▶ [Extracted information]
Issue #331, opened 2021-08-30
Docs for methods `from_[string]`


jonas-eschle:
As far as I can see in the docs, there is no real mention of the methods that create a particle from an exact string match. This can be quite useful if the name of the particle is exactly known and is a better way to create it instead of calling `findall(...)[0]` (as the latter would not give an error if misspelled but could return (a list of) wrong particles).

Also, since the find is deprecated, it's maybe worth to point in the deprecation to these alternatives. Depending on the usecase (if you have the properties of a particle you go for `find{all,iter}`, if you have the exact name, you use `from_evtgen_name` or similar, as the `from_string` is deprecated I think?).

eduardo-rodrigues:
For reference we decided to deprecate `Particle.from_string()` and `Particle.from_string_list()`, see discussion under https://github.com/scikit-hep/particle/pull/352. A separate MR will be created ...

PR #352, opened 2021-11-04
Better coverage of documentation for Particle methods

eduardo-rodrigues:
Closes https://github.com/scikit-hep/particle/issues/331

### DIFF
--- a/README.rst
+++ b/README.rst
@@ -136,28 +136,21 @@ or, say, the name used in EvtGen, you can get a particle directly.
     >>>
     >>> Particle.from_evtgen_name("J/psi")
     <Particle: name="J/psi(1S)", pdgid=443, mass=3096.900 ± 0.006 MeV>
-    >>>
-    >>> next(Particle.finditer('pi'))  # iterator of particles
-    <Particle: name="pi0", pdgid=111, mass=134.9768 ± 0.0005 MeV>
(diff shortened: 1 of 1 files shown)


eduardo-rodrigues:
Hey @jonas-eschle, I am here addressing https://github.com/scikit-hep/particle/issues/331 and a bit more.

I'm on the fence for `from_string()` and `from_string_list()`, which `from_string()` calls internally. In fact I would suggest that we deprecated them right now. For a start, `Particle.findall(pdg_name="pi")` is equivalent to `Particle.from_string_list("pi")` and admittedly a nicer and clearer call. Then, `from_string()` itself is special because it returns the "best match" from the list found by  `from_string_list()`, but "best match" is not necessarily a clearly defined definition for the user.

▶ [What is needed]
Taking the line with "For reference we" as the first and the line with "PR #352, opened 2021-11-04" as the last, retype that stretch of the data above exactly, with no other lines.

▶ [Exercise solution]
For reference we decided to deprecate `Particle.from_string()` and `Particle.from_string_list()`, see discussion under https://github.com/scikit-hep/particle/pull/352. A separate MR will be created ...

PR #352, opened 2021-11-04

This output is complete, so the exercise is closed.